Tuttavia, ad avviso di chi scrive, anche i rapporti a tempo determinato conclusi prima del 14 luglio potrebbero, paradossalmente, generare effetti sui nuovi contratti, stipulati dopo tale data. Appare, infatti, difficile poter negare che il rapporto pregresso, che è intercorso tra le parti, sebbene si sia svolto in vigenza di altra normativa, non possa non avere un peso sui successivi rinnovi o proroghe, che dovessero intervenire in vigenza della nuova disciplina, essendo ad essa necessariamente soggetti.

In altre parole, se un anno fa si è stipulato un contratto a termine di 12 mesi, ove, dopo il 14 luglio, si decidesse di stipularne uno nuovo per le medesime mansioni, questo non potrà avere durata superiore ai 12 mesi e dovrebbe necessariamente prevedere le causali. Allo stesso modo, ove in passato le parti abbiano già raggiunto la soglia dei 24 mesi, non vi sarebbe alcuna possibilità di stipulare, anche in presenza di precise causali, un nuovo contratto per le medesime mansioni.

Grazie all’emendamento questi effetti, per certi versi distorsivi, si attenuano, dal momento che tanto le proroghe, quanto i rinnovi, fino al 31 ottobre, dovrebbero seguire la previgente disciplina, che non prevede causali e che contempla una durata massima dei contratti a termine in sommatoria tra loro e per le medesime mansioni di 36 mesi. Inoltre, sarà facile prevedere, fino al 31 ottobre, una “corsa” a rinnovi e proroghe, che permettano di sfruttare al massimo l’estensione acausale fino a 36 mesi.
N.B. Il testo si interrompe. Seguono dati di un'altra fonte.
PR #1489, opened 2020-06-26
Add a Netflix-like scroller section option

MrTimscampi:
**Changes**

Adds a Netflix-like scroller as a home section option which presents the latest 5 items server-wide.

Early implementation, design subject to change. I'm basically only opening this now so I don't forget I have it.

Screenshot_2020-06-26 Jellyfin
Screenshot_2020-06-26 Jellyfin(1)
Screenshot_2020-06-26 Jellyfin

**Issues**

### DIFF
--- a/src/assets/css/librarybrowser.css
+++ b/src/assets/css/librarybrowser.css
@@ -305,7 +305,7 @@
     }
 
     .pageWithAbsoluteTabs:not(.noSecondaryNavPage) {
-        padding-top: 6.7em !important;
+        padding-top: 4.4em !important;
     }
 
     .absolutePageTabContent {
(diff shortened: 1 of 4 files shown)


hamburglar2160:
Cool!
Consider doubling it to at least 10 items. 5 isn't all that much--HBO uses 12. Can we use the emby scroller through these (perhaps they appear only on mouse-over)? Include the most recent "Continue Watching" item in the mix?

On interfaces that have mouse inputs, perhaps do away with the buttons (and descriptions?) and have them appear on a nice blurhashed mouse-over :)

This would be a very good item to have customizable by the user. Being able to toggle on/off most of the descriptors to match what other streamers use would be very effective as for some (me) less might be more (HBO with that cue). For example, with the top screenshot, something contained within the top- or bottom-left corner of the banner:
"New <genre>
Tokyo Monogatari
<tagline>"

#1202
We also have a bunch of good UX references for this posted.

MrTimscampi:
> Consider doubling it to at least 10 items. 5 isn't all that much--HBO uses 12. Can we use the emby scroller through these (perhaps they appear only on mouse-over)? Include the most recent "Continue Watching" item in the mix?

The number will be configurable. As said, this is a very early POC.

It doesn't use the emby-scroller, mostly because that component relies on a severely out of date and unmaintained external dependency that I'd like to remove at some point (The last update for the library it uses is from 2015).  
It is using Swiper, the same component used for the photo player and the screensavers.

The slides change every 10 seconds for now (will be configurable as well) and can be manually changed using the bullets at the bottom. They don't slide but fade from one to the next, as a slide would look weird given the visual structure of these.

As for the content, it uses only one endpoint, to get the last few items added to the server. Imo, "continue watching" wouldn't make sense here, since the goal is to showcase items to users. Ideally, we'd hook it up to a suggestion endpoint, but we don't have a good one yet.

> On interfaces that have mouse inputs, perhaps do away with the buttons (and descriptions?) and have them appear on a nice blurhashed mouse-over :)

There is no blurhash on this, for now. The goal is to show info to "sell" the new content at glance to the user and act as a showcase for new items. Also we can't blurhash buttons or text, it's only for images, and blurhashing this wouldn't make sense.

> This would be a very good item to have customizable by the user. Being able to toggle on/off most of the descriptors to match what other streamers use would be very effective as for some (me) less might be more (HBO with that cue). For example, with the top screenshot, something contained within the top- or bottom-left corner of the banner:
> "New
> Tokyo Monogatari"

Eventually, my goal is to have every visual element of everything in Jellyfin be configurable in some way. However, this very much requires a complete redesign of the way we handle settings and present them to the user.  
Keep in mind that we do multiple passes when designing stuff like this. The details page is a good example of this. The version in 10.5 was early, has some visual inconsistencies and annoyances. Through using it more, we're bringing a few improvements to 10.6, as well as visual fixes and more options for how it behaves. I expect this way of doing things to continue in the future with all the redesigns and new features we introduce.

So see the result of this PR as a first pass, to be improved upon in the future.

> I'm guessing you're leaving music libraries out of this? I think that'd be wise.

It uses whatever the LatestItems endpoint returns, we don't really have any control on that aside from passing it library IDs, for now.

ri0thamus:
I love this idea.  The home page could use a visual change to separate it from the project that it originated from.

Darkwolf1515:
Defiantly a fantastic addition, I do have to ask about it using images for titles, did you manually add those? I don't think jellyfin downloads them as metadata, so im wondering if that will be added too.

MrTimscampi:
> Defiantly a fantastic addition, I do have to ask about it using images for titles, did you manually add those? I don't think jellyfin downloads them as metadata, so im wondering if that will be added too.

It will use the Logo instead of text for the title if there is one. They can be either added manually or automatically through the Fanart plugin.

Darkwolf1515:
> > Defiantly a fantastic addition, I do have to ask about it using images for titles, did you manually add those? I don't think jellyfin downloads them as metadata, so im wondering if that will be added too.
> 
> It will use the Logo instead of text for the title if there is one. They can be either added manually or automatically through the Fanart plugin.

Well that would explain where to get them from, thank you.

MominRaza:
This is a cool idea
Why this is still not merged or no progress?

In conclusione non va, tuttavia, dimenticato che, sino alla conversione del decreto, l’emendamento in parola non sarà, comunque, operativo e, anche se potrà avere effetto retroattivo, difficilmente potrà cancellare scelte imprenditoriali già fatte in presenza di una disciplina che, in origine, non ha previsto un adeguato periodo transitorio.